The primary aim of this study was to determine whether AML length influences surgical outcomes following extensive isolated septal myectomy for LVOT obstruction in HCM. The primary outcome measure was the reduction in LVOT gradient after isolated septal myectomy, while secondary outcomes included reductions in mitral regurgitation (MR) and the incidence of postoperative SAM. Additional relevant variables, such as posterior leaflet length and coaptation height, were also analyzed. To this end, a comparison of pre-procedural mitral leaflet lengths was conducted between the series of HCM patients undergoing septal myectomy and a control cohort undergoing surgery for other pathologies. A total of 564 HCM patients were treated with isolated septal myectomy, without any pre-planned mitral procedure. These patients were compared to controls undergoing coronary artery bypass grafting (CABG, n=90) and aortic valve replacement (AVR, n=92). Among the patients treated with septal myectomy, 74.5% (n=420) underwent isolated septal myectomy, while the remainder had CABG or AVR as concomitant procedures. Furthermore, 6.4% (n=36) and 1.4% (n=8) underwent concurrent mitral valve repair or replacement, respectively, for intrinsic pathology, and were excluded from the analysis.

A cut-off point for excessive AML length was set at 30 mm, categorizing patients into those with AML ≥30 mm (n=264) and those with AML <30 mm (n=300). Significant differences in patient distribution were observed between groups, as well as in pre- and intraoperative characteristics that could potentially impact outcomes. Bivariate analysis revealed an association between AML length, posterior leaflet length, and coaptation height with the development of postoperative SAM and the degree of residual MR, which was not significant in the multivariable model. HCM patients had an average AML length 5 mm longer than the control cohort.

Preoperative LVOT gradients were not correlated with leaflet lengths (AML <30 mm: median 49 mmHg vs. AML ≥30 mm: 50.5 mmHg; p = .76). Similarly, gradient reduction after myectomy did not correlate with leaflet length; patients with AML <30 mm had a median gradient reduction of 33 mmHg compared to 36.5 mmHg in patients with AML ≥30 mm (p = .36). The AML length was not associated with increased one-year mortality (p = .75). Differences between groups were observed only in the percentage of postoperative SAM: 65.5% in AML ≥30 mm vs. 47.6% in AML <30 mm.

COMMENTARY:

This article presents a high level of complexity with interesting findings. It is certainly a study open to multiple interpretations, from which we will highlight the most notable. Of particular interest is the single-center sample size of 564 HCM patients undergoing isolated septal myectomy within a three-year interval (2015-2018), which is a remarkable patient volume that is difficult to match. Thus, the techniques, experience, and resources used are likely challenging to replicate in other settings. Despite the debatable statistical methodology and interpretation, a series of this scale inevitably yields significant conclusions.

It is well-known that HCM patients have longer mitral leaflets. In this case, to validate this hypothesis, a comparative control cohort of patients operated for other pathologies at the same center was used. This cohort exhibited demographic differences in all variables except for BMI, making the groups difficult to compare. A propensity score analysis might have been more objective in assessing whether mitral leaflet length is associated with HCM, while recognizing the limitations of this method.
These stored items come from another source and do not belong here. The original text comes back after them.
PR #14393, opened 2021-02-18
Restore evil-visual-state-map on edebug exit

duianto:
### problem:
Exiting `edebug-mode`, leaves the `evil-visual-state-map`
with only the two key bindings that are defined in:
`evilified-state--setup-visual-state-keymap`
```
y       evil-yank
escape  evil-exit-visual-state
```

### solution:
Restore the `evil-visual-state-map` when exiting `edebug-mode`.

Added an alias for the new exit function:
`evilified-state--evilified-state-on-exit`

called: `evil-evilified-state-exit`
the opposite of: `evil-evilified-state`


smile13241324 (approved):
👍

The HCM patient series was divided into two groups, with none undergoing mitral leaflet size reduction. Instead, only isolated septal myectomy was performed. Concomitant CABG or AVR procedures were deemed to have minimal impact on post-op LVOT hemodynamics concerning SAM, gradient variation, or residual MR (though in patients with AVR, this assumption might not hold, and they should perhaps have been excluded from the analysis). A 30 mm AML length threshold was used, a measure widely adopted in current literature to decide whether to include AML reduction techniques in surgery. Bivariate and multivariable analyses were conducted to define associations.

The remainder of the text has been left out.